3.4 Functional analyses of the hub module. The PPI network of the hub module was constructed, and 16 central nodes were selected with the connective degree >20 (Figure 5A). Furthermore, the biological functions of the hub module were annotated. According to GO and KEGG analysis, most of the genes were involved in allograft rejection, antigen processing and presentation, cell adhesion molecules, lysosome, phagosome (Figure 5B-C).
3.5 Identification and validation of immune infiltration related biomarkers for EM. There were 1793 IRGs downloaded from the ImmPort database. In the Venn diagram (Figure 6A), there were 7 shared genes (LEP, C3, SLPI, S100A8, TNFSF13B, IL7R, CSF1R) recognized by the results of brown module, DEGs and IRGs mentioned above and put into the string database. Cause the immune response is so interconnected, the hub genes were defined as the genes interacted with each other among 7 shared genes mentioned above, including TNFSF13B, IL7R, CSF1R, LEP (Figure 6B). In Figure 6C, the expression of those hub genes in EC were significantly higher than that of controls. The independent validation profiles GSE7305 and GSE23339 were also downloaded from the GEO database and separately contained 10 paired EC and NE samples, 10 EC and 9 NE samples (22, 23). The expression of those 4 hub genes in GSE7305 and GSE23339 was significantly consistent with our result (Supplemental Figure 1A-B).

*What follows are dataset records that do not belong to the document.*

PR #5739, opened 2022-09-02
CBG-2242: fix errors.As in tests

gregns1:
CBG-2242

Small changes to config_test.go to fix issues with Errors.As in new version of go. Using testify package seems to fix the issue. 

## Pre-review checklist

- [ ] N/A

### DIFF
--- a/rest/config_test.go
+++ b/rest/config_test.go
@@ -28,6 +28,7 @@ import (
 	"net/http/httptest"
 	"os"
 	"path/filepath"
+	"runtime"
 	"strings"
 	"testing"
 
@@ -1656,7 +1657,16 @@ func TestLoadJavaScript(t *testing.T) {
 			}()
 			js, err := loadJavaScript(inputJavaScriptOrPath, test.insecureSkipVerify)
 			if test.errExpected != nil {
-				require.True(t, assert.ErrorAs(t, err, &test.errExpected))
+				errx509Type := x509.UnknownAuthorityError{}
+				if test.errExpected == errx509Type {
+					expectedErrorString := test.errExpected.Error()
+					if runtime.GOOS == "darwin" {
+						expectedErrorString = "certificate is not trusted"
+					}
+					require.ErrorContains(t, err, expectedErrorString)
+				} else {
+					require.ErrorContains(t, err, test.errExpected.Error())
+				}
 			}
 			assert.Equal(t, test.jsExpected, js)
 		})
@@ -1812,16 +1822,18 @@ func TestSetupDbConfigWithSyncFunction(t *testing.T) {
 					RemoteConfigTlsSkipVerify: true,
 				}
 			}
-			if test.errExpected != nil {
-				test.errExpected = &JavaScriptLoadError{
-					JSLoadType: SyncFunction,
-					Path:       sync,
-					Err:        test.errExpected,
-				}
-			}
 			err := dbConfig.setup(dbConfig.Name, BootstrapConfig{}, nil, nil, false)
 			if test.errExpected != nil {
-				require.True(t, assert.ErrorAs(t, err, &test.errExpected))
+				errx509Type := x509.UnknownAuthorityError{}
+				if test.errExpected == errx509Type {
+					expectedErrorString := test.errExpected.Error()
+					if runtime.GOOS == "darwin" {
+						expectedErrorString = "certificate is not trusted"
+					}
+					require.ErrorContains(t, err, expectedErrorString)
+				} else {
+					require.ErrorContains(t, err, test.errExpected.Error())
+				}
 			} else {
 				assert.Equal(t, test.jsSyncFnExpected, *dbConfig.Sync)
 			}
@@ -1912,16 +1924,18 @@ func TestSetupDbConfigWithImportFilterFunction(t *testing.T) {
 					RemoteConfigTlsSkipVerify: true,
 				}
 			}
-			if test.errExpected != nil {
-				test.errExpected = &JavaScriptLoadError{
-					JSLoadType: ImportFilter,
-					Path:       importFilter,
-					Err:        test.errExpected,
-				}
-			}
 			err := dbConfig.setup(dbConfig.Name, BootstrapConfig{}, nil, nil, false)
 			if test.errExpected != nil {
-				require.True(t, assert.ErrorAs(t, err, &test.errExpected))
+				errx509Type := x509.UnknownAuthorityError{}
+				if test.errExpected == errx509Type {
+					expectedErrorString := test.errExpected.Error()
+					if runtime.GOOS == "darwin" {
+						expectedErrorString = "certificate is not trusted"
+					}
+					require.ErrorContains(t, err, expectedErrorString)
+				} else {
+					require.ErrorContains(t, err, test.errExpected.Error())
+				}
 			} else {
 				assert.Equal(t, test.jsImportFilterExpected, *dbConfig.ImportFilter)
 			}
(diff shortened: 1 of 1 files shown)


rest/config_test.go
```diff
@@ -1656,7 +1656,7 @@ func TestLoadJavaScript(t *testing.T) {
 			}()
 			js, err := loadJavaScript(inputJavaScriptOrPath, test.insecureSkipVerify)
 			if test.errExpected != nil {
-				require.True(t, errors.As(err, &test.errExpected)) // nolint: govet // CBG-2242
+				require.True(t, assert.ErrorAs(t, err, &test.errExpected))
```
bbrks: This fixes the Go vet error but doesn't actually fix the underlying complaint that it's an incorrect usage of `errors.As` (where err is being assigned to `test.errExpected`)

Switching this to `require.ErrorIs` does seem to be causing other issues, but that's primarily because the error types being specified (e.g. `x509.UnknownAuthorityError`/`JavaScriptLoadError`) don't implement the `Unwrap` or `Is` interfaces, so cannot actually assert on the underlying error type in this way.

I would advise reworking the test such that it's doing a direct string comparison on the error message, instead of trying to use error type checking. It's simpler and works if we're able to determine the error message output in the test cases.

```go
require.EqualError(t, err, test.errExpected.Error())
```

or 

```go
require.ErrorContains(t, err, test.errExpectedString)
```

bbrks (changes requested):
This one was a deeper rabbit hole than anticipated, but I left a suggestion inline.

rest/config_test.go
```diff
@@ -1656,7 +1657,16 @@ func TestLoadJavaScript(t *testing.T) {
...
 			js, err := loadJavaScript(inputJavaScriptOrPath, test.insecureSkipVerify)
 			if test.errExpected != nil {
-				require.True(t, errors.As(err, &test.errExpected)) // nolint: govet // CBG-2242
+				errx509Type := x509.UnknownAuthorityError{}
+				if test.errExpected == errx509Type {
+					expectedErrorString := test.errExpected.Error()
+					if runtime.GOOS == "darwin" {
+						expectedErrorString = "certificate is not trusted"
+					}
+					require.ErrorContains(t, err, expectedErrorString)
```
bbrks: Can we put this into a test helper function so it's shared for all the tests? e.g. `assertX509UnknownAuthority(err)`

Still _some_ amount of duplication to do the type switching on the expected error, but that's ok.

bbrks (changes requested):

rest/config_test.go
```diff
@@ -1656,7 +1657,12 @@ func TestLoadJavaScript(t *testing.T) {
...
 			if test.errExpected != nil {
-				require.True(t, errors.As(err, &test.errExpected)) // nolint: govet // CBG-2242
+				errx509Type := x509.UnknownAuthorityError{}
+				if test.errExpected == errx509Type {
+					require.ErrorContains(t, err, assertX509UnknownAuthority(test.errExpected))
+				} else {
+					require.ErrorContains(t, err, test.errExpected.Error())
+				}
 			}
 			assert.Equal(t, test.jsExpected, js)
```
bbrks: It looks like this test never made sure that we get no error when `test.ErrExpected == nil`

Maybe an extra `else` to cover this? Similar applies for all of the other tests we're touching. below

```suggestion
			} else {
				require.NoError(t, err)
				assert.Equal(t, test.jsExpected, js)
			}
```

rest/config_test.go
```diff
@@ -1812,16 +1818,14 @@ func TestSetupDbConfigWithSyncFunction(t *testing.T) {
...
-			}
 			err := dbConfig.setup(dbConfig.Name, BootstrapConfig{}, nil, nil, false)
 			if test.errExpected != nil {
-				require.True(t, errors.As(err, &test.errExpected)) // nolint: govet // CBG-2242
+				errx509Type := x509.UnknownAuthorityError{}
+				if test.errExpected == errx509Type {
+					require.ErrorContains(t, err, assertX509UnknownAuthority(test.errExpected))
+				} else {
+					require.ErrorContains(t, err, test.errExpected.Error())
+				}
```
bbrks: It still feels odd to have the x509 type checking stuff duplicated in every test.

How about extending `assertX509UnknownAuthority` to cover a non-x509 error but still takes the x509 error type into consideration?

```suggestion
				requireErrorWithX509UnknownAuthority(t, err, test.errExpected.Error())
```

```go
func requireErrorWithX509UnknownAuthority(t testing.TB, actual, expected error) {
	expectedErrorString := expected.Error()

	switch typedError := expected.(type) {
	case x509.UnknownAuthorityError:
		expectedErrorString = typedError.Error()
		if runtime.GOOS == "darwin" {
			expectedErrorString = "certificate is not trusted"
		}
	}

	require.ErrorContains(t, actual, expectedErrorString)
}
```

bbrks (changes requested):
One more suggestion that I can can tidy up the x509 error handling code a bit more that I'd missed as an option in my previous comment. But otherwise looks good.

rest/config_test.go
gregns1: This is actually something similar to what I originally wrote for the last commit but wasn't sure if you wanted me to take the `require.ErrorContains(t, actual, expectedErrorString)` out of the main body of the test into the helper function. I agree this way is much better I'll make the changes now and get the PR updated.

rest/config_test.go
```diff
@@ -2128,18 +2110,11 @@ func TestWebhookFilterFunctionLoad(t *testing.T) {
...
-					Err:        test.errExpected,
-				}
-			}
 			ctx := &db.DatabaseContext{EventMgr: db.NewEventManager()}
 			sc := &ServerContext{}
 			err := sc.initEventHandlers(ctx, &dbConfig)
 			if test.errExpected != nil {
-				require.True(t, errors.As(err, &test.errExpected)) // nolint: govet // CBG-2242
+				assertX509UnknownAuthority(t, err, test.errExpected)
 			}
```
bbrks, line 2125: else no error

rest/config_test.go
```diff
@@ -1812,16 +1815,9 @@ func TestSetupDbConfigWithSyncFunction(t *testing.T) {
...
-					Path:       sync,
-					Err:        test.errExpected,
-				}
-			}
 			err := dbConfig.setup(dbConfig.Name, BootstrapConfig{}, nil, nil, false)
 			if test.errExpected != nil {
-				require.True(t, errors.As(err, &test.errExpected)) // nolint: govet // CBG-2242
+				assertX509UnknownAuthority(t, err, test.errExpected)
 			} else {
 				assert.Equal(t, test.jsSyncFnExpected, *dbConfig.Sync)
```
bbrks, line 1823: as mentioned in previous comment, do the `require.NoError` in these other else blocks

bbrks (changes requested):
Just the other "else NoError" things to add then good to merge

rest/config_test.go
```diff
@@ -2619,3 +2599,15 @@ func TestCollectionsValidation(t *testing.T) {
 		})
 	}
 }
+
+func assertX509UnknownAuthority(t testing.TB, actual, expected error) {
```
bbrks: I'd rename to `require` to match the underlying behaviour (for context: `require.` stops test execution at the failure point, `assert.` continues running the test code but will still record it as a failed test)

```suggestion
func requireX509UnknownAuthority(t testing.TB, actual, expected error) {
```

bbrks: I'd also tweak the name to make it account for the non-x509 error handling we're doing, and leave a comment describing how it covers both (and why we even need this function in the first place, due to the OS-specific errors)

```suggestion
// requireErrorWithX509UnknownAuthority ... TODO
func requireErrorWithX509UnknownAuthority(t testing.TB, actual, expected error) {
```

bbrks (changes requested):
Last comment to tweak naming and add a comment, then good to merge.

Let me or any of the others know if you need a hand with resolving the conflict.

bbrks (approved):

3.6 Identification of clinical characteristics of hub genes. The AUC of those hub genes to distinguish endometriosis patients and normal people were shown in Figure 7A. The AUC of 4 hub genes was higher than 0.8, with LEP being the maximum 0.906 and CSF1R being the minimum 0.834. The independent dataset GSE120103 contained 9 paired eutopic endometrium tissue samples of fertile (EM-F) or infertile (EM-IF) women undergoing endometriosis (24). As shown in Figure 7B, the expression of TNFSF13B, IL7R and LEP in EM-IF was significantly higher than that of in EM-F, while CSF1R was much lower. There we further inferred those 4 hub genes may be also connectively associated with the common complication infertility of EM.
3.7 Correlation between biomarkers and immune infiltrated cells. The correlation among 4 hub genes (TNFSF13B, IL7R, CSF1R, LEP) and 7 types of immune infiltrated cells (B cells, CD4+T cells, CD8+T cells, DC cells, macrophages, NK cells, neutrophils) was analyzed by the Pearson test and presented in Figure 8A. The results indicated that hub genes were positively correlated with the composition of immune cells except NK cells. For example (Figure 8B-C), TNFSF13B was positively related to B cells (R2=0.60, p<2.2e-16) and CSF1R was positively related to macrophages (R2=0.79, p<2.2e-16).